Monday, July 31, 2006

Market Matters


Buy DXD and SDS,
These 2 ETF's will save your portfolio. Let me start explaining why by giving my opinion on the stock market. (see picture)

I have to say that I agree with what most of the talking heads are saying about the market. Let me drop a few links before I continue.

http://www.investors.com/

http://www.financialsense.com/

http://articles.moneycentral.msn.com/

http://www.thekirkreport.com/

well, that's the tip of the iceberg and I'm sorry to say that I can't post the best articles, since they are paid subscription services. If you do have a subscription to Barrons, TheWallStreetJournal, or Investors Business Daily then you can connect the dots yourself.

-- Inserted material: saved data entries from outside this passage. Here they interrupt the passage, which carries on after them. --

PR #96, opened 2021-09-20
Tag latest ensembler

ashwinath:
Right now it does not have the latest tag with each new release. This PR adds the latest tag so that we can always pull the latest for testing purposes.

### DIFF
--- a/.github/workflows/engines-batch-ensembler.yaml
+++ b/.github/workflows/engines-batch-ensembler.yaml
@@ -82,4 +82,4 @@ jobs:
         run: echo ${{ secrets.GHCR_TOKEN }} | docker login https://ghcr.io -u ${{ github.actor }} --password-stdin
 
       - name: Publish image
-        run: docker push ${{ env.DOCKER_REGISTRY }}/turing/batch-ensembler:$(make version)
+        run: make push-image
--- a/engines/batch-ensembler/Dockerfile
+++ b/engines/batch-ensembler/Dockerfile
@@ -31,7 +31,7 @@ RUN chmod 644 -R /etc/metrics/conf/*
 ENV LANG=C.UTF-8 LC_ALL=C.UTF-8
 
 # Install wget and other libraries required by Miniconda3
-RUN apt-get update -q && \
+RUN apt-get update --allow-releaseinfo-change -q && \
     apt-get install -q -y \
         bzip2 \
         ca-certificates \
--- a/engines/batch-ensembler/Makefile
+++ b/engines/batch-ensembler/Makefile
@@ -32,8 +32,14 @@ build-image:
 	mkdir -p temp-deps
 	cp -r ../../sdk temp-deps/
 	@docker build . \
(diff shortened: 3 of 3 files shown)


romanwozniak:
Using `latest` tag is an anti-pattern for most of scenarios. It kills the reproducibility of the deployment as well as introduces some hard-to-discover side effects (i.e. if deployed with kubernetes and `imagePullPolicy` is set to `IfNotPresent`, then the resulting deployment might be not what you expect it to be).

ashwinath:
> Using `latest` tag is an anti-pattern for most of scenarios. It kills the reproducibility of the deployment as well as introduces some hard-to-discover side effects (i.e. if deployed with kubernetes and `imagePullPolicy` is set to `IfNotPresent`, then the resulting deployment might be not what you expect it to be).

I agree with you on this, if you set the `latest` tag in your deployments the developer ought to be slapped. But I dont think that's the use case for this latest tag. It's good for stuff like integration tests, or if someone wants to play around with the container without having to lookup the commit hash they need for the latest part.

But if you feel strongly about not supporting the latest tags, I'll just close the MR.

romanwozniak:
> > Using `latest` tag is an anti-pattern for most of scenarios. It kills the reproducibility of the deployment as well as introduces some hard-to-discover side effects (i.e. if deployed with kubernetes and `imagePullPolicy` is set to `IfNotPresent`, then the resulting deployment might be not what you expect it to be).
> 
> I agree with you on this, if you set the `latest` tag in your deployments the developer ought to be slapped. But I dont think that's the use case for this latest tag. It's good for stuff like integration tests, or if someone wants to play around with the container without having to lookup the commit hash they need for the latest part.
> 
> But if you feel strongly about not supporting the latest tags, I'll just close the MR.

I'm not completely agains `latest` tag, but:
a) It should only be added to stable releases, not dev builds
b) It should not be used in e2e tests for the reproducibility reasons I described above

This MR doesn't seem to be complaint with these criteria

ashwinath:
> 
> 
> > > Using `latest` tag is an anti-pattern for most of scenarios. It kills the reproducibility of the deployment as well as introduces some hard-to-discover side effects (i.e. if deployed with kubernetes and `imagePullPolicy` is set to `IfNotPresent`, then the resulting deployment might be not what you expect it to be).
> > 
> > 
> > I agree with you on this, if you set the `latest` tag in your deployments the developer ought to be slapped. But I dont think that's the use case for this latest tag. It's good for stuff like integration tests, or if someone wants to play around with the container without having to lookup the commit hash they need for the latest part.
> > But if you feel strongly about not supporting the latest tags, I'll just close the MR.
> 
> I'm not completely agains `latest` tag, but:
> a) It should only be added to stable releases, not dev builds
> b) It should not be used in e2e tests for the reproducibility reasons I described above
> 
> This MR doesn't seem to be complaint with these criteria

Actually on second thoughts, it's not good on integration tests.

Okay it makes sense, it should be on tags. Closing this PR.

PR #97, opened 2021-09-21
[FIX]: Update helm chart releaser action to publish charts to `turing-ml` org

romanwozniak:
## Context:
GitHub Pages is a low-effort and generally great way to host Helm charts registry of the project. We were using it before, until `gojek` org configured its own organization-level pages with a custom domain (`www.gojek.io`). After that was done, our existing GH Pages URL (https://gojek.github.io/turing) is forcefully redirected to https://www.gojek.io/turing, which expectedly throws 404 error. 

The reason why it happens is described in this GitHub Issue: https://github.com/isaacs/github/issues/547, which remains unresolved since 2016 (and unlikely to be resolved anytime soon). 

## Solution: 
We can't use this project's GH Pages because of the reason described above, but we still can leverage on GH Pages as Helm chart registry if we publish charts to another repository outside of `gojek` org and that's exactly what https://github.com/stefanprodan/helm-gh-pages helps to achieve.

I've created https://github.com/turing-ml organization and https://github.com/turing-ml/charts repository under it. Workflow under `gojek/turing` project is updated to publish the chart into https://github.com/turing-ml/charts (`gh-pages` branch), so users will be able to install turning with:
```
helm repo add turing https://turing-ml.github.io/charts

helm install turing turing/turing
```


krithika369 (approved):
LGTM!

PR #98, opened 2021-09-22
Generate router monitoring URL on API side rather than client side.

ashwinath:
Router Monitoring URL is now generated on the API side. UI has also been changed to use the values from the Turing API.


api/turing/api/router_versions_api.go
```diff
@@ -24,11 +24,31 @@ func (c RouterVersionsController) ListRouterVersions(
...
+
 	// List router versions
 	routerVersions, err := c.RouterVersionsService.ListRouterVersions(router.ID)
 	if err != nil {
 		return InternalServerError("unable to retrieve router versions", err.Error())
 	}
+
+	// Append monitoring URL to router versions
+	for _, routerVersion := range routerVersions {
+		monitoringURL, err := c.RouterVersionsService.GenerateMonitoringURL(
```
romanwozniak, line 40: Is there any particular reason to have this done at the controller level, instead of a service level (similarly how it's done for ensembling jobs)?

romanwozniak: Also, kinda nitpicking, but you can avoid creating a new `monitoringURL` variable for each item in the slice:
```golang
var err error
for _, routerVersion := range routerVersions {
  routerVersion.MonitoringURL, err = c.RouterVersionsService.GenerateMonitoringURL(...)
  if err != nil {
    return InternalServerError("unable to generate monitoringURL for router version", err.Error()). 
  }
}
```

api/turing/api/routers_api.go
```diff
@@ -35,6 +35,20 @@ func (c RoutersController) ListRouters(
 		return InternalServerError("unable to list routers", err.Error())
 	}
 
+	// Append monitoring URL to router
+	for _, router := range routers {
+		monitoringURL, err := c.RouterVersionsService.GenerateMonitoringURL(
```
romanwozniak, line 40: Same comment about whether service is a better place to implement this than controller

api/turing/config/config.go
```diff
@@ -268,6 +268,8 @@ type RouterDefaults struct {
 	// {"experiment_engine_a": {"endpoint": "http://engine-a.com", "timeout": "500ms"},
 	//  "experiment_engine_b": {"endpoint": "http://engine-b.com", "timeout": "250ms"} }
 	Experiment map[string]interface{}
+
+	MonitoringURLFormat *string
```
romanwozniak, line 272: Is it possible to use the same variable for both jobs and routers?

ashwinath: Yeah it's under a different struct.

api/turing/api/router_versions_api.go
ashwinath: Yeah, actually I feel that it's kinda weird to just abstract the for loop out into a service. It looks long to you because of the linter (I have to split the 1 function call into 6 lines). Your example below shows how simple the line is already, it's already in a service. If I were to do it in the service, all it does is a for loop, add an additional dependency, router versions service into the router service and process this again. For now the services looks simple but when things get more complicated, we may run into a dependency cycle in the future. i.e. Service A depends on Service B and Service B depends on Service C. What if Service C requires a dependency on service A or it's just mentally difficult to process all the dependencies.

I would rather push for a mediator pattern that is decoupled from the database calls than to push this to the service.

ashwinath: But I also understand why you would want it there:
```go
	if router, errResp = c.getRouterFromRequestVars(vars); errResp != nil {
		return errResp
	}
	if routerVersion, errResp = c.getRouterVersionFromRequestVars(vars); errResp != nil {
		return errResp
	}
```

This should have handled everything. Anyway, I'll do it but this might be a problem next time.

ashwinath: Done.

api/turing/api/routers_api.go
ashwinath: done

ui/src/config.js
```diff
@@ -72,10 +72,6 @@ export const resultLoggingConfig = {
   protoUrl: process.env.REACT_APP_RESULT_LOG_PROTO_URL,
 };
 
-export const monitoringConfig = {
-  dashboardUrl: process.env.REACT_APP_ROUTER_MONITORING_URL || "",
```
romanwozniak, line 76: You should also remove it from `ui/.env.development`

romanwozniak (approved):

PR #99, opened 2021-09-23
Add environment variables for batch ensembling

ashwinath:
This PR adds environment variable configuration via the SDK. The API also supports environment variables to be propagated to the Spark driver and executors.

I regenerated the OpenAPI stubs and it seems that I have forgotten to regenerate the stubs from this PR: https://github.com/gojek/turing/pull/93


api/api/specs/jobs.yaml
```diff
@@ -419,6 +419,10 @@ components:
           type: string
         resources:
           $ref: "#/components/schemas/EnsemblingResources"
+        environment_variables:
+          type: object
+          additionalProperties:
+            type: string
```
romanwozniak, line 425: Can we make it consistent (in terms of property name and schema definition) with `routers.yaml#/components/schemas/EnvVar`? 
As regarding schema definition, I'm not sure which one I prefer – `object` with `additionalProperties` or `array` with `EnvVar` items, so I'm open to discussion. Probably, the best would be to stick to `array[EnvVar]` (so it doesn't affect schema of routers) as a type persisted in the database (it's also consistent with how k8s deals with env vars), but allow user to set job's variables as dictionary via turing-sdk.

api/turing/cluster/spark.go
```diff
@@ -128,6 +129,20 @@ func createSparkRequest(request *CreateSparkRequest) (*apisparkv1beta2.SparkAppl
 	}, nil
 }
 
+func addEnvVars(request *CreateSparkRequest) []apicorev1.EnvVar {
```
romanwozniak, line 132: This is a confusing naming of this function (add env vars to what or where?). Also it's hiding the fact, that default variables are added to user-defined variables here. I'd suggest to refactor it to be explicit.

```golang
func getEnvVarFromRequest(request *CreateSparkRequest) []apicorev1.EnvVar {
	var envVars []apicorev1.EnvVar
	for key, value := range request.EnvironmentVariables {
		envVars = append(envVars, apicorev1.EnvVar{key, value})
	}

	return envVars
}

// And then, combine user-defined vars with default variables where you need them

Env: append(defaultEnvVars, ...getEnvVarFromRequest(request))
```

sdk/turing/generated/model/ensembler.py
```diff
@@ -62,7 +62,7 @@ class Ensembler(ModelComposed):
 
     validations = {
         ('name',): {
-            'max_length': 15,
+            'max_length': 20,
```
romanwozniak, line 65: Is it re-generated from openapi-specs or a manual fix? :)

romanwozniak (commented):
Done with review and left some suggestions. 
Can you also make sure that UI renders env variables as well? All components and layout is already done as part of my previous PRs, but you might need to change the variable name here: https://github.com/gojek/turing/blob/2c673b24428589f84d71d710f7ad9777f6ac9dbd/ui/src/jobs/details/config/configuration_section/ConfigurationConfigSection.js#L18

sdk/turing/generated/model/ensembler.py
ashwinath: This is regenerated, did not manually modify this.

api/api/specs/jobs.yaml
ashwinath: Ok, did not realise this was used somewhere else as well.

sdk/turing/generated/model/ensembler.py
romanwozniak: Got it. Maybe we need to add it into our CI to check if the generated clients are in sync with the specs. (That's out of scope of this PR)

api/turing/cluster/spark.go
ashwinath: ok

ashwinath:
> Done with review and left some suggestions.
> Can you also make sure that UI renders env variables as well? All components and layout is already done as part of my previous PRs, but you might need to change the variable name here:
> 
> https://github.com/gojek/turing/blob/2c673b24428589f84d71d710f7ad9777f6ac9dbd/ui/src/jobs/details/config/configuration_section/ConfigurationConfigSection.js#L18

Looks good to me:

Screenshot 2021-09-27 at 5 25 08 PM

api/api/specs/jobs.yaml
```diff
@@ -419,6 +419,13 @@ components:
           type: string
         resources:
           $ref: "#/components/schemas/EnsemblingResources"
+        env:
+          type: array
+          items:
+            $ref: "#/components/schemas/EnvVar"
```
romanwozniak, line 425: You should use `common.yaml#/components/schemas/EnvVar` instead, no need to create a local copy of it. 
The reason why it was done before for `Id` schema is because external refs were not resolved properly from within `path` parameter section (i.e.https://github.com/gojek/turing/blob/992d465ceb24a9f7e84a7c3346bed982a58862c6/api/api/specs/jobs.yaml#L19).

api/api/specs/routers.yaml
```diff
@@ -793,14 +793,7 @@ components:
           type: "string"
 
     EnvVar:
```
romanwozniak, line 795: Same, don't need to create a local copy of `EnvVar` schema

ashwinath: done

api/api/specs/jobs.yaml
ashwinath: done

romanwozniak (commented):
One more question, why do we define this type manually, instead of using the one generated from the openapi specs: https://github.com/gojek/turing/blob/992d465ceb24a9f7e84a7c3346bed982a58862c6/api/turing/models/ensembling_job.go#L66?

I likely missed it in the previous review rounds, but now it came to my attention because you are manually adding `EnvVars` field into it, instead of re-generating it from the specs

ashwinath:
> One more question, why do we define this type manually, instead of using the one generated from the openapi specs:
> 
> https://github.com/gojek/turing/blob/992d465ceb24a9f7e84a7c3346bed982a58862c6/api/turing/models/ensembling_job.go#L66
> ?
> 
> I likely missed it in the previous review rounds, but now it came to my attention because you are manually adding `EnvVars` field into it, instead of re-generating it from the specs

InfraConfig has always been hand written. JobConfig is generated. I'm not sure if it should be inside the JobConfig since the value is going to be discarded by the ensembler. I put it into InfraConfig since it is easier to reference the value rather than navigating through the clunky JobConfig. Also I would suppose environment variables has always been an infra thing.

romanwozniak:
> > One more question, why do we define this type manually, instead of using the one generated from the openapi specs:
> > https://github.com/gojek/turing/blob/992d465ceb24a9f7e84a7c3346bed982a58862c6/api/turing/models/ensembling_job.go#L66
> > 
> > ?
> > I likely missed it in the previous review rounds, but now it came to my attention because you are manually adding `EnvVars` field into it, instead of re-generating it from the specs
> 
> InfraConfig has always been hand written. JobConfig is generated. I'm not sure if it should be inside the JobConfig since the value is going to be discarded by the ensembler. I put it into InfraConfig since it is easier to reference the value rather than navigating through the clunky JobConfig. Also I would suppose environment variables has always been an infra thing.

No, the question is not about where `EnvVars` should be (I'm ok with having it under `InfraConfig`). What I'm trying to understand why 
> InfraConfig has always been hand written

ashwinath:
> 
> 
> > > One more question, why do we define this type manually, instead of using the one generated from the openapi specs:
> > > https://github.com/gojek/turing/blob/992d465ceb24a9f7e84a7c3346bed982a58862c6/api/turing/models/ensembling_job.go#L66
> > > 
> > > ?
> > > I likely missed it in the previous review rounds, but now it came to my attention because you are manually adding `EnvVars` field into it, instead of re-generating it from the specs
> > 
> > 
> > InfraConfig has always been hand written. JobConfig is generated. I'm not sure if it should be inside the JobConfig since the value is going to be discarded by the ensembler. I put it into InfraConfig since it is easier to reference the value rather than navigating through the clunky JobConfig. Also I would suppose environment variables has always been an infra thing.
> 
> No, the question is not about where `EnvVars` should be (I'm ok with having it under `InfraConfig`). What I'm trying to understand why
> 
> > InfraConfig has always been hand written

Something's amiss here, am I out of the loop about something? Has the models package been autogenerated or something?

romanwozniak:
> There's some stuff in InfraConfig that is not in the JSON payload, like EnsemblerName.

Ok, this is the answer I was looking for :) However I can see `ensembler_name` defined in the [`EnsemblerInfraConfig `](https://github.com/gojek/turing/blob/992d465ceb24a9f7e84a7c3346bed982a58862c6/api/api/specs/jobs.yaml#L411) schema.

I was wondering why the [`JobConfig`](https://github.com/gojek/turing/blob/992d465ceb24a9f7e84a7c3346bed982a58862c6/api/turing/models/ensembling_job.go#L49) is just an alias to `openapi.EnsemblerConfig`, but [`InfraConfig`](https://github.com/gojek/turing/blob/992d465ceb24a9f7e84a7c3346bed982a58862c6/api/turing/models/ensembling_job.go#L66) is defined completely from the scratch. 

If it's the case that `InfraConfig` has some extra fields, compared to openapi schema, then it can still be composed from the base type + extra fields, similar to this:
```golang
type InfraConfig struct {
    openapi.EnsemblerInfraConfig
    EnsemblerName string `json:"ensembler_name"`
} 
```

romanwozniak (approved):

ashwinath:
> ```go
> openapi.EnsemblerInfraConfig
> ```

Wait, then what about validation tags? Some fields like InfraConfig.ServiceAccountName has a required tag but some do not.

ashwinath:
@romanwozniak Could you help to take a look at the last commit one last time? I refactored to use the openapi generated code but it's quite a number of changes involved.

api/turing/models/ensembling_job.go
```diff
@@ -64,15 +64,13 @@ func (c *JobConfig) Scan(value interface{}) error {
...
-	ServiceAccountName string                       `json:"service_account_name" validate:"required"`
-	EnvVars            EnvVars                      `json:"env"`
-	Resources          *openapi.EnsemblingResources `json:"resources"`
+	openapi.EnsemblerInfraConfig
+	ServiceAccountName string `json:"service_account_name" validate:"required"`
 }
 
 // Value returns json value, implement driver.Valuer interface
 func (r *InfraConfig) Value() (driver.Value, error) {
+	// Some weird logic because gorm doesn't know how to marshal embedded structs
```
romanwozniak, line 73: Nothing weird here.

api/turing/models/ensembling_job.go
```diff
@@ -85,6 +83,31 @@ func (r *InfraConfig) Scan(value interface{}) error {
...
+		toSerialize["resources"] = r.Resources.Get()
+	}
+
+	if r.Env != nil {
+		toSerialize["env"] = r.Env
+	}
+
+	return json.Marshal(toSerialize)
+}
+
```
romanwozniak, line 110: This method ruins the entire idea (which is DRY and keeping a single source of truth) of using the generated code. 
Would this work?

```go
func (r *InfraConfig) MarshalJSON() ([]byte, error) {
         r.EnsemblerInfraConfig.SetServiceAccountName(r.ServiceAccountName)

	return json.Marshal(r.EnsemblerInfraConfig)
}
```

api/turing/models/ensembling_job.go
ashwinath: I forgot to erase this.

api/turing/models/ensembling_job.go
ashwinath: I have to test this, there's some weird mechanic when you do `assert.Equal(t, expected, actual)` after querying from database. I'm very sure it will break all the tests because when you receive the payload from the API, you are setting the outer struct's ServiceAccountName. Because with this code you are setting the inner struct's ServiceAccountName while having the outer struct's ServiceAccountName. This actually sets 2 sources of truth.

ashwinath: Yeah this wont work:
```
    ensembling_job_service_test.go:234:
                Error Trace:    ensembling_job_service_test.go:234
                                                        database.go:92
                                                        ensembling_job_service_test.go:203
                Error:          Not equal:
                                expected: &models.InfraConfig{EnsemblerInfraConfig:openapi.EnsemblerInfraConfig{ArtifactUri:(*string)(0xc0005125d0), EnsemblerName:(*string)(0x495ab50), ServiceAccountName:(*string)(0xc0005136f0), Resources:openapi.NullableEnsemblingResources{value:(*o
penapi.EnsemblingResources)(0xc0008724b0), isSet:true}, Env:(*[]openapi.EnvVar)(0xc00049e800)}, ServiceAccountName:"test-service-account-1"}
                                actual  : &models.InfraConfig{EnsemblerInfraConfig:openapi.EnsemblerInfraConfig{ArtifactUri:(*string)(0xc00007d5b0), EnsemblerName:(*string)(0xc00007d5c0), ServiceAccountName:(*string)(nil), Resources:openapi.NullableEnsemblingResources{value:(*openapi
.EnsemblingResources)(0xc00059aed0), isSet:true}, Env:(*[]openapi.EnvVar)(0xc000696d40)}, ServiceAccountName:"test-service-account-1"}
```

PR #101, opened 2021-09-28
Add ability to load custom Experiment Engine UI

krithika369:
This PR adds the ability to load a remote UI component exposed by an experiment engine, at the `/experiments` path of the Turing app. This is made possible by the following 3 configurations (added to `ui/.env.development`):
* `REACT_APP_DEFAULT_EXPERIMENT_ENGINE_REMOTE_APPNAME`
* `REACT_APP_DEFAULT_EXPERIMENT_ENGINE_REMOTE_URL`
* `REMOTE_COMPONENTS_PROXY_PATHS`

The first 2 introduce the concept of a 'default' experiment engine, tied to the Turing app. Although Turing support multiple experiment engines when configuring routers, the `/experiments` endpoint is meant to configure the experiments themselves and this will only be possible for one experiment engine that is recognised as the default. In the future, these 2 UI env vars will be removed and the values will instead be obtained through the Turing API.

The 3rd env var will be used only in the local environment, to proxy API requests required by the remote component so that CORS issues can be bypassed.

The remote component is created and consumed with the use of [Module Federation](https://webpack.js.org/concepts/module-federation/). Some information on the main changes are described below.

### Modifications
* `ui/package.json` - Upgrade to CRA5 alpha build, use [craco](https://github.com/gsoft-inc/craco) to override the Webpack configs
* `ui/craco.config.js` - Add Module Federation settings
* `ui/src/setupProxy.js` - Add proxy settings for API calls made by the remote component
* `ui/src/utils/remoteComponent.js`, `ui/src/hooks/useDynamicScript.js` - Make it possible to load the remote module dynamically, as opposed to specifying the experiment engine remote in the Craco configs (ref: [module-federation-examples](https://github.com/module-federation/module-federation-examples/blob/master/dynamic-system-host)).
* `ui/src/experiment/ExperimentsRouter.js` - Dynamically load the experiment engine's landing page or show an appropriate message if it is not configured or if the load fails.
Screenshot 2021-09-28 at 12 00 54 PM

Onward to charts: Weekly Chart of DJIA
  • This is a 3 year chart showing a divergence on the peaks, while the bottoms are a bit more neutral
  • The MACD at the tail end of this chart shows a good possibility that it will soon cross the 0 line.
Daily Chart of DJIA
  • A resistance line is right above the current price
  • The Slow Stochastic shows a clear trend. As you can see each time it crosses that 80% threshold, the index dives.
This promising daily trend is what I believe will end up pushing the weekly MACD to cross the 0 line. So aside from charts, what else do we have that could throw a wrench into the cogs of our slowing economy?

Rising Oil prices
Avian Flu Pandemic
Iraq War
Israel-Hezbollah War
ANOTHER Rate Hike (probably not likely)
End of Housing ATM
Hurricanes

So what do you do when you believe the market is going to turn sour? Well some genius came up with the idea of an ETF that short sells the Dow Jones 30 and another that shorts the S&P500 index. Not only that, but the two ETF's double the volatility. What does that mean for you? Double the profits. (or double the losses)
ie: If the DJIA goes down 1% on the day, the DXD would go up 2% that same day.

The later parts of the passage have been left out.